What this task involves: Search the records below for the word "both" and show every line where it occurs.

Data to use:
PR #17, opened 2018-05-22
Update interface definitions + Add logic to start plugins

econchick:

* Update interface definitions for [naming consistency](https://github.com/spotify/gordon-janitor/commit/44f8fa7adc24d8c94aad7189f67ba710482a07a5) & [previously discussed improvements](https://github.com/spotify/gordon-gcp/pull/11#discussion_r181187199). Updates to gordon-gcp interface implementation are required ([an example](https://github.com/spotify/gordon-gcp/blob/develop/src/gordon_gcp/plugins/enricher.py#L244)).
* Add functionality to run installed and activated plugins. This is essentially fork-lifted from [the janitor](https://github.com/spotify/gordon-janitor/commit/adccc9390885e4b48bbb94fd1ebe65dd7fcec902); once this is merged, the janitor's plugin_loader can be removed and this module be imported into its `main` module. Apologies: I did some test cleanup and was too deep into it before I realized that it should be its own commit(s); I was able to separate some out easily into subsequent commits.

N/A

The running of plugins functionality is similar to the [janitor](https://github.com/spotify/gordon-janitor/commit/adccc9390885e4b48bbb94fd1ebe65dd7fcec902#diff-9bc1630266f0f427305e2ff8457ac0e5), but notably different in the following way:

It will run any plugin (whether it implements the 3 interfaces or is a generic one) that has an implemented async `run` method. Our [interface definitions](https://github.com/spotify/gordon/commit/8ed770bbecf9ba05433c9a51abed47b6d380dce6) has only the event consumer defining an async `run` method, so therefore only that one will be started from `main`. The other two will be kicked off once the channel routing logic is implemented (forthcoming).

I did this because I'd like the ability to use generic plugins that don't necessarily implement a prescribed interface. An example: From our product area demo a month or so ago, I created a little HTTP server to do dynamic log level changes while the service is still running (i.e. a `POST` request to an endpoint could update the gordon service logger from `info` to `debug`). After watching a talk at PyCon 2018 on [making deployable applications](https://hynek.me/talks/deploy-friendly/), I got inspiration to make this a proper plugin (with other features, like a liveness and readyness health endpoints, being able to see event messages in flight & dump their history, etc). I'll write a little RFC up to go into more detail, but that's the motivation here.

**Release note**:

```release-note
Add logic to start installed + configured plugins.
```

@spotify/alf

### DIFF
--- a/gordon/interfaces.py
+++ b/gordon/interfaces.py
@@ -35,11 +35,20 @@ class IEventMessage(Interface):
             phase (str): Current phase.
         """
 
-    def append_to_history(entry):
+    def append_to_history(entry, plugin_phase):
         """Append entry to the IEventMessage's history_log.
 
         Args:
             entry (str): Information to append to log.
+            plugin_phase (str): Phase of plugin that created the log
+                entry message.
+        """
+
+    def update_phase(new_phase):
+        """Update the phase of a message to new phase.
+
+        Args:
+            new_phase (str): Phase to update the message to.
         """
 
 
@@ -52,7 +61,7 @@ class IGenericPlugin(Interface):
     """
     phase = Attribute('Plugin phase')
 
-    def __init__(config, success_channel, error_channel, loop, metrics=None):
+    def __init__(config, success_channel, error_channel, metrics=None):
         """Initialize an EventClient object.
 
         Args:
@@ -61,16 +70,11 @@ class IGenericPlugin(Interface):
                 IEventMessages.
             error_channel (asyncio.Queue): A sink for IEventMessages that were
                 not processed due to problems.
-            loop (obj): Object implementing asyncio.AbstractEventLoop.
             metrics (obj): Optional obj used to emit metrics.
         """
 
-    async def update_phase(event_msg):
-        """Update the phase of a message to current phase.
-
-        Args:
-            event_msg (IEventMessage): Message with stale phase.
-        """
+    async def shutdown():
+        """Gracefully shutdown plugin."""
 
 
 class IEventConsumerClient(IGenericPlugin):
@@ -81,7 +85,7 @@ class IEventConsumerClient(IGenericPlugin):
     to perform cleanup if needed.
     """
 
-    async def start():
+    async def run():
         """Begin consuming messages using the provided event loop."""
 
     async def cleanup(event_msg):
--- a/gordon/main.py
+++ b/gordon/main.py
@@ -32,6 +32,7 @@ Example:
     $ python gordon/main.py --config-root /etc/default/
 """
 
+import asyncio
 import logging
 import os
 
@@ -40,6 +41,8 @@ import toml
 import ulogger
 
 from gordon import __version__ as version
+from gordon import exceptions
+from gordon import interfaces
 from gordon import plugins_loader
 
 
@@ -83,18 +86,72 @@ def setup(config_root=''):
     return config
 
 
-def _log_or_exit_on_exceptions(errors, debug):
+def _log_or_exit_on_exceptions(base_msg, exc, debug):
     log_level_func = logging.warn
     if not debug:
         log_level_func = logging.error
 
-    base_msg = 'Plugin "{name}" was not loaded:'
-    for name, exc in errors:
-        msg = base_msg.format(name=name)
-        log_level_func(msg, exc_info=exc)
+    if isinstance(exc, list):
+        for exception in exc:
+            log_level_func(base_msg, exc_info=exception)
+    else:
+        log_level_func(base_msg, exc_info=exc)
 
     if not debug:
         raise SystemExit(1)
+
+
+def _assert_required_plugins(installed_plugins, debug):
+    # enricher not required
+    required_providers_available = {
+        'event_consumer': False,
+        'publisher': False,
+    }
+    for plugin in installed_plugins:
+        if interfaces.IEventConsumerClient.providedBy(plugin):
+            required_providers_available['event_consumer'] = True
+        elif interfaces.IPublisherClient.providedBy(plugin):
+            required_providers_available['publisher'] = True
+
+    missing = []
+    msg = ('The provider for the "{name}" interface is not configured for the '
+           'Gordon service or is not implemented.')
+    for provider, available in required_providers_available.items():
+        if not available:
+            exc = exceptions.MissingPluginError(msg.format(name=provider))
+            missing.append(exc)
+    if missing:
+        base_msg = 'Problem running plugins: '
+        _log_or_exit_on_exceptions(base_msg, missing, debug=debug)
+
+
+def _gather_runnable_plugins(plugins, debug):
+    plugins_to_run = []
+    for plugin in plugins:
+        if interfaces.IEventConsumerClient.providedBy(plugin):
+            # TODO (lynn): this should be switched out for adding
+            # the "verify interface implementation" ability. See
+            # https://docs.zope.org/zope.interface/verify.html
+            if not hasattr(plugin, 'run') or \
+                    not asyncio.iscoroutinefunction(plugin.run):
+                msg = (f'Implemention "{plugin}" of the required '
+                       '"IEventConsumerClient" interface does not have the '
+                       'necessary `run` method.')
+                exc = exceptions.InvalidPluginError(msg)
+                _log_or_exit_on_exceptions(msg, exc, debug)
+                continue
+            plugins_to_run.append(plugin)
+        elif hasattr(plugin, 'run') and asyncio.iscoroutinefunction(plugin.run):
+            plugins_to_run.append(plugin)
+
+    return plugins_to_run
+
+
+async def _run(plugins, debug):
+    _assert_required_plugins(plugins, debug)
+    plugins_to_run = _gather_runnable_plugins(plugins, debug)
+    tasks = [p.run() for p in plugins_to_run]
+    await asyncio.gather(*tasks)
 
 
 @click.command()
@@ -105,16 +162,28 @@ def run(config_root):
     config = setup(os.path.abspath(config_root))
     debug_mode = config.get('core', {}).get('debug', False)
 
-    plugin_names, plugins, errors = plugins_loader.load_plugins(config)
+    # TODO: initialize a metrics object - either here or within `load_plugins`
+    plugin_kwargs = {
+        'success_channel': asyncio.Queue(),
+        'error_channel': asyncio.Queue(),
+    }
+    plugin_names, plugins, errors = plugins_loader.load_plugins(
+        config, plugin_kwargs)
     if errors:
-        _log_or_exit_on_exceptions(errors, debug_mode)
+        for err_plugin, exc in errors:
+            base_msg = 'Plugin was not loaded: {err_plugin}'
+            _log_or_exit_on_exceptions(base_msg, exc, debug=debug_mode)
 
     if plugin_names:
         logging.info(f'Loaded {len(plugin_names)} plugins: {plugin_names}.')
 
     logging.info(f'Starting gordon v{version}...')
-
-    # TODO: actually start the plugins?
+    loop = asyncio.get_event_loop()
+    try:
+        loop.create_task(_run(plugins, debug_mode))
+        loop.run_forever()
+    finally:
+        loop.stop()
 
 
 if __name__ == '__main__':
--- a/gordon/plugins_loader.py
+++ b/gordon/plugins_loader.py
@@ -195,9 +195,10 @@ def load_plugins(config, plugin_kwargs):
         plugin_kwargs (dict): keyword arguments to give to plugins
             during instantiation.
     Returns:
-        Tuple of 2 lists: list of names of plugins, then list of
-        instantiated plugin objects. A tuple of two empty lists is
-        return if there are no plugins found or activated in gordon
+        Tuple of 3 lists: list of names of plugins, list of
+        instantiated plugin objects, and any errors encountered while
+        loading/instantiating plugins. A tuple of three empty lists is
+        returned if there are no plugins found or activated in gordon
         config.
     """
     installed_plugins = _gather_installed_plugins()
--- a/gordon/plugins_loader.py
+++ b/gordon/plugins_loader.py
@@ -64,13 +64,13 @@ from gordon import exceptions
 PLUGIN_NAMESPACE = 'gordon.plugins'
 
 
-def _init_plugins(active_plugins, installed_plugins, plugin_configs):
+def _init_plugins(active, installed, configs, kwargs):
     inited_plugins, inited_plugin_names, errors = [], [], []
-    for plugin_name, unloaded_plugin in installed_plugins.items():
-        if plugin_name not in active_plugins:
+    for plugin_name, unloaded_plugin in installed.items():
+        if plugin_name not in active:
             continue
         plugin_class = unloaded_plugin.load()
-        plugin_config = plugin_configs.get(plugin_name)
+        plugin_config = configs.get(plugin_name)
 
         # check against `None` because `plugin_config` could be `{}`,
         # which should be handled by the plugin's logic (i.e. accept all
@@ -82,7 +82,7 @@ def _init_plugins(active_plugins, installed_plugins, plugin_configs):
             continue
 
         try:
-            plugin_object = plugin_class(plugin_config)
+            plugin_object = plugin_class(plugin_config, **kwargs)
             inited_plugins.append(plugin_object)
             inited_plugin_names.append(plugin_name)
         except Exception as e:
@@ -186,12 +186,14 @@ def _gather_installed_plugins():
     return gathered_plugins
 
 
-def load_plugins(config):
+def load_plugins(config, plugin_kwargs):
     """
     Discover and instantiate plugins.
 
     Args:
         config (dict): loaded configuration for the Gordon service.
+        plugin_kwargs (dict): keyword arguments to give to plugins
+            during instantiation.
     Returns:
         Tuple of 2 lists: list of names of plugins, then list of
         instantiated plugin objects. A tuple of two empty lists is
@@ -204,4 +206,5 @@ def load_plugins(config):
         return [], [], []
     plugin_namespaces = _get_plugin_config_keys(active_plugins)
     plugin_configs = _load_plugin_configs(plugin_namespaces, config)
-    return _init_plugins(active_plugins, installed_plugins, plugin_configs)
+    return _init_plugins(
+        active_plugins, installed_plugins, plugin_configs, plugin_kwargs)
--- a/tests/unit/conftest.py
+++ b/tests/unit/conftest.py
@@ -17,13 +17,76 @@
 Module for reusable pytest fixtures.
 """
 
+import asyncio
+import logging
+
 import pkg_resources
 import pytest
+import zope.interface
+
+from gordon import interfaces
 
 
-class FakePlugin:
-    def __init__(self, config):
+@zope.interface.implementer(interfaces.IEventConsumerClient)
+class EventConsumerStub:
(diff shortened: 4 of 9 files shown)


gordon/main.py
```diff
@@ -105,14 +164,28 @@ def run(config_root):
...
 
     logging.info(f'Starting gordon v{version}...')
+    loop = asyncio.get_event_loop()
+    try:
+        loop.create_task(_run(plugins, debug_mode))
+        loop.run_forever()
+    finally:
+        loop.stop()
 
     # TODO: actually start the plugins?
```
ocsw: this can be removed

gordon/interfaces.py
```diff
@@ -52,43 +60,38 @@ class IGenericPlugin(Interface):
...
     phase = Attribute('Plugin phase')
 
-    def __init__(config, success_channel, error_channel, loop, metrics=None):
+    def __init__(config, success_channel, error_channel, metrics=None):
         """Initialize an EventClient object.
 
         Args:
-            config (dict): Plugin-specific configuration.
-            success_channel (asyncio.Queue): A sink for successfully processed
+            config (dict): plugin-specific configuration
```
ocsw: Why these changes?  The style guide has the capital and period.

gordon/interfaces.py
```diff
@@ -52,43 +60,38 @@ class IGenericPlugin(Interface):
...
-        """
+    async def shutdown():
+        """Gracefully shutdown plugin."""
 
 
 class IEventConsumerClient(IGenericPlugin):
     """Client for ingesting push/pull events for Gordon to process.
 
-    The client also receives both successful and failed
+    The client also  receives both successful and failed
```
ocsw: extra space

gordon/main.py
```diff
@@ -105,14 +164,28 @@ def run(config_root):
...
+    plugin_kwargs = {
+        'success_channel': asyncio.Queue(),
+        'error_channel': asyncio.Queue(),
+    }
+    plugin_names, plugins, errors = plugins_loader.load_plugins(
+        config, plugin_kwargs)
     if errors:
-        _log_or_exit_on_exceptions(errors, debug_mode)
+        for err_plugin, exc in errors:
+            base_msg = 'Plugin was not loaded: {err}'
```
ocsw: Was this a typo?  I don't see err defined here.

gordon/main.py
```diff
@@ -40,6 +41,8 @@
 import ulogger
 
 from gordon import __version__ as version
```
ocsw: Should this be imported less directly (per the style guide?

gordon/main.py
```diff
@@ -83,20 +86,76 @@ def setup(config_root=''):
...
+            if not hasattr(plugin, 'run') or \
+                    not asyncio.iscoroutinefunction(plugin.run):
+                msg = (f'Implemention "{plugin}" of the required '
+                       '"IEventConsumerClient" interface does not have the '
+                       'necessary `run` method.')
+                exc = exceptions.InvalidPluginError(msg)
+                _log_or_exit_on_exceptions(msg, exc, debug)
+                continue
+            plugins_to_run.append(plugin)
+        elif hasattr(plugin, 'run'):
```
ocsw: Should this also test for async?

gordon/main.py
```diff
@@ -83,20 +86,76 @@ def setup(config_root=''):
...
+    for plugin in plugins:
+        if interfaces.IEventConsumerClient.providedBy(plugin):
+            required_providers['event_consumer'] = True
+        elif interfaces.IEnricherClient.providedBy(plugin):
+            required_providers['enricher'] = True
+        elif interfaces.IPublisherClient.providedBy(plugin):
+            required_providers['publisher'] = True
+
+    missing = []
+    msg = ('The provider for "{name}" interface is not configured for the '
```
ocsw: for "{name}" -> for the "{name}"

gordon/plugins_loader.py
```diff
@@ -64,13 +64,13 @@
...
 
-def _init_plugins(active_plugins, installed_plugins, plugin_configs):
+def _init_plugins(active, installed, configs, kwargs):
     inited_plugins, inited_plugin_names, errors = [], [], []
-    for plugin_name, unloaded_plugin in installed_plugins.items():
-        if plugin_name not in active_plugins:
+    for plugin_name, unloaded_plugin in installed.items():
+        if plugin_name not in active:
             continue
         plugin_class = unloaded_plugin.load()
```
ocsw: Not in the diff, but what does load() do and where is it defined?  It's not in this repo.

gordon/main.py
econchick: While this isn't a part of this PR, importing meta stuff from `__init__` is a special case IMO. `import gordon; gordon.__version__` would work, but could break if we do anything more fancy with `gordon.__init__` (e.g. similar to how we use `gordon_gcp.__init__` and `gordon_janitor_gcp.__init__`, not that we would) since it'd most likely introduce a circular dependency.

gordon/main.py
econchick: Maybe not _test_, but yea I think adding a condition of `asyncio.iscoroutinefunction` is reasonable.

gordon/plugins_loader.py
ocsw: (Maybe add a comment)

gordon/plugins_loader.py
```diff
@@ -82,7 +82,7 @@ def _init_plugins(active_plugins, installed_plugins, plugin_configs):
             continue
 
         try:
-            plugin_object = plugin_class(plugin_config)
+            plugin_object = plugin_class(plugin_config, **kwargs)
             inited_plugins.append(plugin_object)
             inited_plugin_names.append(plugin_name)
         except Exception as e:
```
ocsw: Can this be more specific?

gordon/plugins_loader.py
econchick: The `unloaded_plugin` is actually an instance of pkg_resources's [`EntryPoint`](http://setuptools.readthedocs.io/en/latest/pkg_resources.html#entrypoint-objects)s.

tests/unit/test_plugins_loader.py
```diff
@@ -97,160 +119,156 @@ def test_init_plugins_exceptions(mocker):
...
     """Skips plugins that are not activated in core config."""
-    active_plugins = ['one.plugin']
     inited_names, inited_plugins, errors = plugins_loader._init_plugins(
-        active_plugins, plugins, plugin_config)
+        [conftest.REGISTERED_ACTIVE_PLUGINS[0]], installed_plugins,
+        plugin_config, plugin_kwargs)
 
     assert 1 == len(inited_plugins) == len(inited_names)
-    assert plugin_config.get('one.plugin') == inited_plugins[0].config
+    exp = plugin_config.get(conftest.REGISTERED_ACTIVE_PLUGINS[0])
```
ocsw: Exp was a little unclear to me at first.  Maybe expected?

gordon/main.py
econchick: Actually I do already have this check [here](https://github.com/spotify/gordon/pull/17/commits/d427d4dfe735b5c79590fb32af68879a7ea5495c#diff-6ef2c41f2a81ebf1e2f3f7c8065b9160R138).

gordon/plugins_loader.py
econchick: Not really, we do want to catch any exception that loading a plugin might throw.

gordon/main.py
ocsw: That's for plugins that implement an interface.  What about other runnables?  Can you do an await on them in run() if they aren't async?

tests/unit/conftest.py
```diff
@@ -36,54 +107,94 @@ class FakePluginException(Exception):
...
+    return {
+        'event_consumer': EventConsumerStub,
+        'enricher': EnricherStub,
+        'publisher': PublisherStub,
+        'runnable': GenericStub
+    }[plugin_name]
+
+
+def _get_plugin_conf(plugin_name):
+    plugin_name = plugin_name.split('.')[0]
```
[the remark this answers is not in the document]
econchick: It's being called from [here](https://github.com/spotify/gordon/pull/17/commits/d427d4dfe735b5c79590fb32af68879a7ea5495c#diff-c2d555a913402fd4b764d59ea63a2266R206), but it is cruft left over from when I was trying to clean up tests and didn't separate out stuff nicely. Will remove.

tests/unit/test_main.py
```diff
@@ -99,46 +103,126 @@ def test_log_or_exit_on_exceptions_debug(plugin_exc_mock, mocker, monkeypatch):
...
     logging_mock.warn.assert_called_once()
     logging_mock.error.assert_not_called()
 
 
-run_args = 'has_active_plugins,exp_log_count'
-run_params = [
-    (True, 2),
-    (False, 1),
-]
+@pytest.fixture
```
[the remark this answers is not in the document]
econchick: There's a convo a few months back w/ @descent3me and maybe @matt0bi that it makes more sense to place fixtures closer to where they're used. There's some inconsistencies, but I've tried to adhere to that going forward.

gordon/main.py
econchick: ah right missed that part. I was like, I swore I already typed `asyncio.iscoroutinefunction` somewhere here..

econchick:
@ocsw thank you for the review - I think I addressed most, if not everything. Mind re-reviewing when you get a chance?

gordon/main.py
ocsw: bump

gordon/main.py
ocsw: Can you add a test for this case?  The existing one only hits the interface cases.

gordon/plugins_loader.py
ocsw: Is there anything we should reraise, then?

ocsw:
There were 3 things I'd go back to.  The one I bumped, the one about the async test, and the one about catching all exceptions.  I commented on them.

tests/unit/conftest.py
```diff
@@ -28,6 +28,13 @@
 from gordon import interfaces
 
 
+PLUGIN_NAMES = ['event_consumer', 'enricher', 'publisher', 'runnable']
```
smstone: where does `runnable` plugin come from?

gordon/main.py
econchick: damnit I swore I got this one. maybe didn't commit it.

gordon/plugins_loader.py
econchick: Depends on if the user sets the `debug = True` in config. It's handled in `main:_log_or_exit_on_exceptions`

econchick:
@ocsw I addressed the first and last, but what's the one about the async test you're referring to?

gordon/interfaces.py
```diff
@@ -35,11 +35,19 @@ def __init__(msg_id, data, history_log, phase=None):
...
+    def append_to_history(entry, plugin):
         """Append entry to the IEventMessage's history_log.
 
         Args:
             entry (str): Information to append to log.
+            plugin (str): Plugin that created the log entry message.
+        """
+
+    def update_phase(new_phase):
+        """Update the phase of a message to current phase.
```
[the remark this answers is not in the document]
econchick: good catch, thanks

tests/unit/conftest.py
```diff
@@ -37,53 +100,109 @@ class FakePluginException(Exception):
...
+        plugin_mock = mocker.MagicMock(pkg_resources.EntryPoint)
         plugin_mock.name = name
-        plugin_mock.load.return_value = FakePlugin
-        plugins[name] = plugin_mock
+        plugin_mock.load.return_value = _get_stub_class(name)
+        return plugin_mock
+
+    return {
+        'abc.event_consumer': mock_plugin('abc.event_consumer'),
+        'abc.enricher': mock_plugin('abc.enricher'),
```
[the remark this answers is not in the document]
smstone: `xyz` works for me

tests/unit/conftest.py
econchick: The context is explained in the PR message itself (LMK if it doesn't make sense). This name refers to the [ability to run plugins that aren't necessarily interface implementations](https://github.com/spotify/gordon/pull/17/commits/2733fc4e7bcdb198154344fd2c23b8418b4d6c61#diff-6ef2c41f2a81ebf1e2f3f7c8065b9160R130).

Does that help?

tests/unit/test_main.py
```diff
@@ -99,46 +103,126 @@ def test_log_or_exit_on_exceptions_debug(plugin_exc_mock, mocker, monkeypatch):
...
+def mock_log_or_exit_on_exc(mocker, monkeypatch):
+    mock = mocker.Mock()
+    monkeypatch.setattr('gordon.main._log_or_exit_on_exceptions', mock)
+    return mock
+
+
+@pytest.mark.parametrize('plugins,exp_log_calls', (
+    (('event_consumer', 'enricher', 'publisher', 'runnable'), 0),
+    (('event_consumer', 'enricher', 'publisher'), 0),
+    (('event_consumer', 'enricher'), 1),
```
ocsw: We probably don't need this case if the enricher becomes optional.

tests/unit/test_main.py
```diff
@@ -99,46 +103,126 @@ def test_log_or_exit_on_exceptions_debug(plugin_exc_mock, mocker, monkeypatch):
...
+@pytest.mark.parametrize('has_run,has_run_async,exp_plugins,exp_mock_call', (
+    (True, True, 2, 0),  # has `async def run` method
+    (True, False, 1, 1),  # has `def run` method - not async
+    (False, False, 1, 1),  # does not have a any `run` method
+))
+def test_gather_runnable_plugins(has_run, has_run_async, exp_plugins,
+                                 exp_mock_call, monkeypatch,
+                                 inited_plugins, mock_log_or_exit_on_exc):
+    """Return all plugins with an async `run` method."""
+    patch_run = 'tests.unit.conftest.EventConsumerStub.run'
```
ocsw: This is the bit I meant about async.  We should also test that it does nothing if a runnable's run() isn't async.  Or isn't present, for that matter.

ocsw: Also, if the runnable has a run() but it's not async, should we surface that as a warning or something?

tests/unit/test_main.py
econchick: It's fine to have it - it's the same expected result, and no harm in an extra test.

tests/unit/test_main.py
econchick: Maybe I'm not understanding correctly, but isn't this case tested in the [second iteration](https://github.com/spotify/gordon/pull/17/commits/2733fc4e7bcdb198154344fd2c23b8418b4d6c61#diff-a324e09b40482c4a38ed3c5fd93c0f4eR138) of this test? There's only one runnable plugin when four are available, two having a run method, and only one of those two actually async.

A warning on a sync run is a good suggestion.

econchick: Actually, re: warning - we only get into this case because we don't yet verify interface implementations, which is a v2 thing.

econchick:
@ocsw @smstone hey folks - I think I addressed the remaining suggestions. But I might have missed some between yesterday afternoon and this AM 👼

tests/unit/test_main.py
```diff
@@ -156,7 +156,7 @@ def test_gather_runnable_plugins(has_run, has_run_async, exp_plugins,
 
 
 @pytest.mark.asyncio
-async def test_run_plugins(inited_plugins, mocker, monkeypatch):
```
matt0bi: :bowing_man:

gordon/main.py
```diff
@@ -83,20 +86,74 @@ def setup(config_root=''):
...
+    else:
+        log_level_func(base_msg, exc_info=exc)
 
     if not debug:
         raise SystemExit(1)
 
 
+def _assert_required_plugins(plugins, debug):
+    # enricher not required
+    required_providers = {
```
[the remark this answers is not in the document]
descent3me: Alternatively, I think this might actually be clearer if each plugin was tested individually, rather than added to a dict which gets looped through. I might think if I wanted another plugin to be required, all I had to do was add it here, but actually I would have to add a specific if-block in the loop below as well.  Since each item ends up having a specific if-block anyways, I don't see the value of abstracting it away to a new var.

tests/unit/test_main.py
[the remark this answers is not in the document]
descent3me: Yep, I definitely think it makes it easier to understand a test, if I can see the mocks and the data that is being tested without having to scroll around, check other files, etc.

gordon/main.py
```diff
@@ -83,20 +86,76 @@ def setup(config_root=''):
...
+    if missing:
+        base_msg = 'Issue running plugins: '
+        _log_or_exit_on_exceptions(base_msg, missing, debug=debug)
+
+
+def _gather_runnable_plugins(plugins, debug):
+    plugins_to_run = []
+    for plugin in plugins:
+        if interfaces.IEventConsumerClient.providedBy(plugin):
+            # TODO (lynn): this should be switched out for adding
```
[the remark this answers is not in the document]
econchick: I totally agree I think it's time to introduce it, but I feel like it's out of scope for the ticket I'm working on, unless you feel strongly otherwise.

gordon/main.py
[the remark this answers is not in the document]
econchick: Ah interesting, didn't even occur to me. Thanks for pointing that out!

gordon/main.py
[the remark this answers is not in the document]
econchick: To expand: adding verification requires work to update the GCP plugin as well. So yeah I think verification should be its own task separate from this.

gordon/main.py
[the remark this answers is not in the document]
econchick: For the lurkers, @descent3me and I talked about simplifying this part of the code and it doesn't seem to be possible. I'm renaming a couple of variables to hopefully improve readability.

gordon/main.py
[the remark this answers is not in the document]
matt0bi: ^ Gotcha, makes sense.

tests/unit/test_main.py
ocsw: We're only patching one of the interfaced plugins.  I was suggesting having tests on the non-interface "runnable" ones that we identify based just on their having an async run().

gordon/main.py
```diff
@@ -83,20 +86,74 @@ def setup(config_root=''):
...
+            if not hasattr(plugin, 'run') or \
+                    not asyncio.iscoroutinefunction(plugin.run):
+                msg = (f'Implemention "{plugin}" of the required '
+                       '"IEventConsumerClient" interface does not have the '
+                       'necessary `run` method.')
+                exc = exceptions.InvalidPluginError(msg)
+                _log_or_exit_on_exceptions(msg, exc, debug)
+                continue
+            plugins_to_run.append(plugin)
+        elif hasattr(plugin, 'run') and asyncio.iscoroutinefunction(plugin.run):
```
ocsw: This was the spot I had in mind for the warning - if a plugin isn't implementing an interface, and has run(), but it's not async, it would be helpful to know that for debuggin.

ocsw:
I'm good except for the two async bits (code and test).  But should the commits also be squashed?

gordon/main.py
econchick: Hmm I get what you mean but I don't feel comfortable assuming that a synchronous `run` for an implementation wasn't on purpose.

econchick:
@ocsw we try to maintain [atomic commits](https://www.freshconsulting.com/atomic-commits/). I would squash commits if I were committing changes to the patch as a result of a review, but I do that locally to keep commit history clean. The changes here are different enough tasks/purposes to warrant separate commits.

ocsw:
+1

Your solution:
-    The client also receives both successful and failed
+    The client also  receives both successful and failed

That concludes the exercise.